What you have to do:
Filter the entries below down to the lines that hold "involving".

[Collected data entries]
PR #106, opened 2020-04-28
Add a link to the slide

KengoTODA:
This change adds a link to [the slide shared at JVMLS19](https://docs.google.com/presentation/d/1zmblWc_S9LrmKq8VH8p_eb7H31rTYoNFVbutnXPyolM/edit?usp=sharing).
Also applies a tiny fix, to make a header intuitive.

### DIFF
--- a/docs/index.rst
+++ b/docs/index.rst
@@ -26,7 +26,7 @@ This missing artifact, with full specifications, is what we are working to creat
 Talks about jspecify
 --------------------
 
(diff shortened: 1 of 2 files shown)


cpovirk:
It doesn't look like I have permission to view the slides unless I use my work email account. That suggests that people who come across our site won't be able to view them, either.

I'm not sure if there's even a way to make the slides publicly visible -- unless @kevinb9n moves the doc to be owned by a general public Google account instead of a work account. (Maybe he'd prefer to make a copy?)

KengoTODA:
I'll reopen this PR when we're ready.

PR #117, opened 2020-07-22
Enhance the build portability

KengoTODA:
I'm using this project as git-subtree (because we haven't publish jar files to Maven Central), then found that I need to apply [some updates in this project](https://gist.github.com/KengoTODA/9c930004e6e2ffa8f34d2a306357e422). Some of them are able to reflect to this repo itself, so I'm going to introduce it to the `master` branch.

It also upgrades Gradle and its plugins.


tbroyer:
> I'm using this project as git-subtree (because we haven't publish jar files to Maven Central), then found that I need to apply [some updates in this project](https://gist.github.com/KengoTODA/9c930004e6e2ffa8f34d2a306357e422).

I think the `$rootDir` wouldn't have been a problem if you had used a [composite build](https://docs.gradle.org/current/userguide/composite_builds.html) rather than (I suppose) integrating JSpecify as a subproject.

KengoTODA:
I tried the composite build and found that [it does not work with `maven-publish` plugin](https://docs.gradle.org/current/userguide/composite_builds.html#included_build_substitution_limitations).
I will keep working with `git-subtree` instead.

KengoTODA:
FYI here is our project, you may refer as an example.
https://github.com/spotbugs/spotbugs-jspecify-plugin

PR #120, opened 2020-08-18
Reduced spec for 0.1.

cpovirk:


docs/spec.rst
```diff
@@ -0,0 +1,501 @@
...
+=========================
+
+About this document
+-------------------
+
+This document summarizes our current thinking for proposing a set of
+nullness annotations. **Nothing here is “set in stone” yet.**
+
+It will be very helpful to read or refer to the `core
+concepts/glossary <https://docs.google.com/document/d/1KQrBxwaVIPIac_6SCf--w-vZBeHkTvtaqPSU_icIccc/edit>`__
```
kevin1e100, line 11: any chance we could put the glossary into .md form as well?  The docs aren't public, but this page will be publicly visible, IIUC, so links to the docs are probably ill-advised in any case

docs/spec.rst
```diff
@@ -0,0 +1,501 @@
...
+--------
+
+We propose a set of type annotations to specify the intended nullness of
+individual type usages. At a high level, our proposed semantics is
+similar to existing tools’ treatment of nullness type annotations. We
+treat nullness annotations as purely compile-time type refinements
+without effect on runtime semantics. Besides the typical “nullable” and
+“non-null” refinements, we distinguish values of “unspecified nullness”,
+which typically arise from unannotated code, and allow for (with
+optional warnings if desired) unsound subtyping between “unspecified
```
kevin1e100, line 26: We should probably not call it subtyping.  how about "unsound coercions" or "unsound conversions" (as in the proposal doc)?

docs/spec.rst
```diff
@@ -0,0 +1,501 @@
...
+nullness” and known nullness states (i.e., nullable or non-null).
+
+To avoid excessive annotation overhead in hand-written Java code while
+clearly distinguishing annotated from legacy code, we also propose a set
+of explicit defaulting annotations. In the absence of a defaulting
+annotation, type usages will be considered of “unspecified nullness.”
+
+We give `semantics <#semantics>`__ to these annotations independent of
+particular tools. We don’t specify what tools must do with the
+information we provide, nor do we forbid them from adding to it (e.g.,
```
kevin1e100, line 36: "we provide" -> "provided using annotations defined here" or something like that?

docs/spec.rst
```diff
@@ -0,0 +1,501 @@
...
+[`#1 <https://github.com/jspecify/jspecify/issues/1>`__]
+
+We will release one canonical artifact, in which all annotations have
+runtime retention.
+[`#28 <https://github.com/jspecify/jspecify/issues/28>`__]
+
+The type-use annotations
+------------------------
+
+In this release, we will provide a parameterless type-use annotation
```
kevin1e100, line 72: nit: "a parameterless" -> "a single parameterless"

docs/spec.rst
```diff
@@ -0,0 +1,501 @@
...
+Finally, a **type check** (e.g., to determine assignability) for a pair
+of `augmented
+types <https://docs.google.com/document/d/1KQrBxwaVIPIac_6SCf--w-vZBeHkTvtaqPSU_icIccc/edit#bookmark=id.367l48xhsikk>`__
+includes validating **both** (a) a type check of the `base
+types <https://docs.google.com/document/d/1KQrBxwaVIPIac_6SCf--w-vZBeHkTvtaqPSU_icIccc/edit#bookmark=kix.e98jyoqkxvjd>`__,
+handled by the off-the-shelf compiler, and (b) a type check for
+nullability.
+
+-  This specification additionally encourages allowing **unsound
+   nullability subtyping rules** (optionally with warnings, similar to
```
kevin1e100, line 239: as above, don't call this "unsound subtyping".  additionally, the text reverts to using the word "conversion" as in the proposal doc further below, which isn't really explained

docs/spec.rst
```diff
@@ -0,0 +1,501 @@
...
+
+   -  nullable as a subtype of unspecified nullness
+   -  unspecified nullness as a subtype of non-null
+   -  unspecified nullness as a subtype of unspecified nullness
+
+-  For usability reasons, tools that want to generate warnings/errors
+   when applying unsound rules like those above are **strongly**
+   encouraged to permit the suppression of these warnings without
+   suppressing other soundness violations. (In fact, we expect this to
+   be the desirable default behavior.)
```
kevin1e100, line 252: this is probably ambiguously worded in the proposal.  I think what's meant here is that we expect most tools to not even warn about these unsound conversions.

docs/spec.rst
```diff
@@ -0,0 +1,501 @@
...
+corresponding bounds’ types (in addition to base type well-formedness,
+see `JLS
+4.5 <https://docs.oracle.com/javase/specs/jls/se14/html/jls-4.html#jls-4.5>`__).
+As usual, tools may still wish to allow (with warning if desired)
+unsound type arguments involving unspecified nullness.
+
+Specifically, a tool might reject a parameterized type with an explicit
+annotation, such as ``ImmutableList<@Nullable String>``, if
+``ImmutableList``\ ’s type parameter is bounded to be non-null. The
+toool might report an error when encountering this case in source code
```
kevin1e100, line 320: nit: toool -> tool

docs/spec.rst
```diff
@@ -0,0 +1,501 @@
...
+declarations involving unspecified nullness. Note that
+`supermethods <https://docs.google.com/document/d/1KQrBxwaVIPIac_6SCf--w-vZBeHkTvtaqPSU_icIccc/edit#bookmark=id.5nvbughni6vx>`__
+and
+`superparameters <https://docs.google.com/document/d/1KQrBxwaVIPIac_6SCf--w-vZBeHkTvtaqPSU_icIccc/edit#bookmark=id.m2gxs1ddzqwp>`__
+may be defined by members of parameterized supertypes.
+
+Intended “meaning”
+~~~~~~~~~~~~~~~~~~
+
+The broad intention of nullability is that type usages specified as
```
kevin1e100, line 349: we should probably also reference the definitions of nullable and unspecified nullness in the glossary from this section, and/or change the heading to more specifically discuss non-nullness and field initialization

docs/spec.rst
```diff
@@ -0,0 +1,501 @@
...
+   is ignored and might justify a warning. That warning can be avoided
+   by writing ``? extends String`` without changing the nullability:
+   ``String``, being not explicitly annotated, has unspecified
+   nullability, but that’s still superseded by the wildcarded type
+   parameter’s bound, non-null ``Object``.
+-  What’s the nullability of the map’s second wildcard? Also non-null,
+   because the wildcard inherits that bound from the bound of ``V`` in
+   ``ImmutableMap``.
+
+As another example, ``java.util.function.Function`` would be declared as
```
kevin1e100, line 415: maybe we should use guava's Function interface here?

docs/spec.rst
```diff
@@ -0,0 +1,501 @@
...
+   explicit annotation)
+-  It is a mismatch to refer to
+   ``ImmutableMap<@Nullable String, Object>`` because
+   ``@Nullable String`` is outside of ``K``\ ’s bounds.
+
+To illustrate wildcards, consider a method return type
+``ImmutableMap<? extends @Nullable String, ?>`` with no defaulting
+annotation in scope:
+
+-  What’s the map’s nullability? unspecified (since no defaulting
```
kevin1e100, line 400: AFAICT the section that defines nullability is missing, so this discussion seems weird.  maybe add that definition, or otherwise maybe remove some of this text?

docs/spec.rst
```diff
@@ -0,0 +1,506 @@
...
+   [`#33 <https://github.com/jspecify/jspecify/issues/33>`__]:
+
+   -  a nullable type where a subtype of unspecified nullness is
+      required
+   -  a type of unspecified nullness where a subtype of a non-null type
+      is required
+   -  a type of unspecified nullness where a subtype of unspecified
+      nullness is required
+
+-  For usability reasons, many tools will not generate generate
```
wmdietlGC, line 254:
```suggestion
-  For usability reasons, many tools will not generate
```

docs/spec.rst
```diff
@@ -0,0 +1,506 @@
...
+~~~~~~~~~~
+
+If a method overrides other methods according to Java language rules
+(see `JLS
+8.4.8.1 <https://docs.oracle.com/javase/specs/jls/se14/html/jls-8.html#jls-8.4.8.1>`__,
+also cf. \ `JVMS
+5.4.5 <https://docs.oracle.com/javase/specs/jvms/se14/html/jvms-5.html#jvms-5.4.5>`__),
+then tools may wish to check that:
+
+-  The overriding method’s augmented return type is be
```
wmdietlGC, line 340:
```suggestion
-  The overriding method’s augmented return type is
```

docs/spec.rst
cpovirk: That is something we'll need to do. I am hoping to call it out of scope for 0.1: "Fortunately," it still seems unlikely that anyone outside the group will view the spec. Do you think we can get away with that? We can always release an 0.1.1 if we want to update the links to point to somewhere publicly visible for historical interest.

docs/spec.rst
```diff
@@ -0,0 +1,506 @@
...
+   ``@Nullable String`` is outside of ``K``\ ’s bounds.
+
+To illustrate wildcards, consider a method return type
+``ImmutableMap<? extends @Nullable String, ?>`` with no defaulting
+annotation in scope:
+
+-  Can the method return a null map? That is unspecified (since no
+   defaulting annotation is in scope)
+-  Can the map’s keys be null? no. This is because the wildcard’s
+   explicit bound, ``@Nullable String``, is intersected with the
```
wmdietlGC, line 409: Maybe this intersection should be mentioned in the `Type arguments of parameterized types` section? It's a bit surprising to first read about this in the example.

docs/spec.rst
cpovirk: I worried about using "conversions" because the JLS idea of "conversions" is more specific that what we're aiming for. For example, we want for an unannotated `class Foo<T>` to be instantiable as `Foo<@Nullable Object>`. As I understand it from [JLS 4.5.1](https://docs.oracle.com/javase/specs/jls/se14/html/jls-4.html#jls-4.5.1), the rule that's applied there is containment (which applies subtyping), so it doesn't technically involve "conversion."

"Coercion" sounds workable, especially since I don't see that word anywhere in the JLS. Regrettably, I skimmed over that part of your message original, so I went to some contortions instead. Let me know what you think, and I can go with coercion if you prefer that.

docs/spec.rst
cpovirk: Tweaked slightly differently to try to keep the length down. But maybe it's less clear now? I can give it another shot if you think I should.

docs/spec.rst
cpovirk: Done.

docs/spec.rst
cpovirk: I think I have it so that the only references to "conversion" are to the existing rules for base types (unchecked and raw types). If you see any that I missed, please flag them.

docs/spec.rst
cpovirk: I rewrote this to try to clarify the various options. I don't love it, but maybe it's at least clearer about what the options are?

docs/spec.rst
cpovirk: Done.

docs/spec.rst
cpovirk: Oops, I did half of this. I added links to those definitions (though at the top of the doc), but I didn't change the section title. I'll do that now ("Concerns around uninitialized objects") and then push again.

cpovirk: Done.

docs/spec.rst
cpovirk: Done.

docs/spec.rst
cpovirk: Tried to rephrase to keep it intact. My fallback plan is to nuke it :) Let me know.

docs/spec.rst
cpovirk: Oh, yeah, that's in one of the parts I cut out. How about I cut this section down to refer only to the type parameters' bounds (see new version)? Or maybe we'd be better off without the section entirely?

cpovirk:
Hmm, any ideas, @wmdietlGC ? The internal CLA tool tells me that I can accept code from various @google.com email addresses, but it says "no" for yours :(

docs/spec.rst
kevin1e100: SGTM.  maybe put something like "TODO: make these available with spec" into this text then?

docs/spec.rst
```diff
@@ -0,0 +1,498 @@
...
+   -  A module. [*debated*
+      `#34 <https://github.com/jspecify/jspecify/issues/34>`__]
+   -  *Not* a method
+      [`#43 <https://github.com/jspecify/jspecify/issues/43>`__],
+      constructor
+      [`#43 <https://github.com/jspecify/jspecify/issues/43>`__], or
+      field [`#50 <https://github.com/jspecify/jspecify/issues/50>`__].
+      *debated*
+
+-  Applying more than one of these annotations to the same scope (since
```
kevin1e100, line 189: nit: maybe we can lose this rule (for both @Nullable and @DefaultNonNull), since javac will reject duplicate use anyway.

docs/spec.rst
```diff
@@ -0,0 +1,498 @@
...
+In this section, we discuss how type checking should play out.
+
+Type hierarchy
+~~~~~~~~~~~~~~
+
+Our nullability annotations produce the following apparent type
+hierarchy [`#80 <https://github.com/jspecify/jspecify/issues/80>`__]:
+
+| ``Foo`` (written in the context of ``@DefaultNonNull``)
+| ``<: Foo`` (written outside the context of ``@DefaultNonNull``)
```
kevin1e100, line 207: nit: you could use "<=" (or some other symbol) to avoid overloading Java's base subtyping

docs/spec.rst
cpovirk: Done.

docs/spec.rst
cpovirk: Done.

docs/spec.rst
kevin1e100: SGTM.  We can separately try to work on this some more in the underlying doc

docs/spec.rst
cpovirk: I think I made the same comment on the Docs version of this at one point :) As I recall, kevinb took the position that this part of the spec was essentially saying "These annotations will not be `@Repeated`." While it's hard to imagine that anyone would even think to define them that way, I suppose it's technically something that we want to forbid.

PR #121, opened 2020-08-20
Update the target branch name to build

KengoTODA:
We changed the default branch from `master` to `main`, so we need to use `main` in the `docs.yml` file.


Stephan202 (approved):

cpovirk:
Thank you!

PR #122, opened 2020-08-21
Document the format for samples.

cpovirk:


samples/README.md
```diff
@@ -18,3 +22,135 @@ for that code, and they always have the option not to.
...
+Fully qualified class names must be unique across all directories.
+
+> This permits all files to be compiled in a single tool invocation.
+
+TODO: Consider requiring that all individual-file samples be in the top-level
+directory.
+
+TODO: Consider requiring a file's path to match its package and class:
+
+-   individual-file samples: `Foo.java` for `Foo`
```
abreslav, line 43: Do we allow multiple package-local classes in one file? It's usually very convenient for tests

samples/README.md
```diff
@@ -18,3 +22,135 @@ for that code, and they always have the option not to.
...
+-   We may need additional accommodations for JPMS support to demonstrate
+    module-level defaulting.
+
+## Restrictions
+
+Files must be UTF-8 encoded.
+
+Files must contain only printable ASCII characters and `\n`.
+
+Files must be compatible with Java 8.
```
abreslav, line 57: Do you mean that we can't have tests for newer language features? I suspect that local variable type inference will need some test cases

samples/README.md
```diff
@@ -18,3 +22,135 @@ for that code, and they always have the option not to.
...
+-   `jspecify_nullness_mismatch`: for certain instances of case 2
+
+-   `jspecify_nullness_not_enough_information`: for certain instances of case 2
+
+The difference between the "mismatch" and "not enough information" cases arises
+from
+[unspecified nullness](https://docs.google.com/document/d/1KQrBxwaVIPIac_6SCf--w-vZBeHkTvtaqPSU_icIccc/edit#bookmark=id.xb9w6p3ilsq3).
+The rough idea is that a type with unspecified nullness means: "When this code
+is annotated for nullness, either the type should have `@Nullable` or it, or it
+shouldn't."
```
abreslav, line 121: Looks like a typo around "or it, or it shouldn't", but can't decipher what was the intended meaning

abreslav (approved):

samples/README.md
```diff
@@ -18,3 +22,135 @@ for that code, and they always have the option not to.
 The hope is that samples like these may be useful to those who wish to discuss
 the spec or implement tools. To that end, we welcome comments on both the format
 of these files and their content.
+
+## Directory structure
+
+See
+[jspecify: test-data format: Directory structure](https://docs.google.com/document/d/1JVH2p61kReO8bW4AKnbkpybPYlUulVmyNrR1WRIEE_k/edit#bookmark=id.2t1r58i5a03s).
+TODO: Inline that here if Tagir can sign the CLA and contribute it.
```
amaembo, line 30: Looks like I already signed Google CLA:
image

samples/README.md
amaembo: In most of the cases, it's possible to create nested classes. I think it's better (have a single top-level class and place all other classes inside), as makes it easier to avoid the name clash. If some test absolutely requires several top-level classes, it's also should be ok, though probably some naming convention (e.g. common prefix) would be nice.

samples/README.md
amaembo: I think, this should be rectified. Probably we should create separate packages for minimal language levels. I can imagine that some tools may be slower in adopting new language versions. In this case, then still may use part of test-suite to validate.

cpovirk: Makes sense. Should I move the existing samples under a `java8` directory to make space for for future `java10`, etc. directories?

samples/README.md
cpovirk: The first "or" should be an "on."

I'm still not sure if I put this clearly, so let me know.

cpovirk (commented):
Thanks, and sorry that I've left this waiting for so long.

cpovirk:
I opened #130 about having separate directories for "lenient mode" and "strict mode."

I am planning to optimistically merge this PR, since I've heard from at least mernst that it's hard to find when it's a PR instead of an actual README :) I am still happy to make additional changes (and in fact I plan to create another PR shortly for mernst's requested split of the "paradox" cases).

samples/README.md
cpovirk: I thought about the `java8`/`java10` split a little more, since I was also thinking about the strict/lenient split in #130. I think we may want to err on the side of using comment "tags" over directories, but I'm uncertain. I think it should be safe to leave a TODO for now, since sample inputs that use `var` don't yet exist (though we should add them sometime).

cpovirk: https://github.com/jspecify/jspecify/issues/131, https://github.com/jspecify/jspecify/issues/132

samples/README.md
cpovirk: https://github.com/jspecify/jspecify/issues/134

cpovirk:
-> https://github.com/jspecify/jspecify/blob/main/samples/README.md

Answer box:
+unsound type arguments involving unspecified nullness.
+declarations involving unspecified nullness. Note that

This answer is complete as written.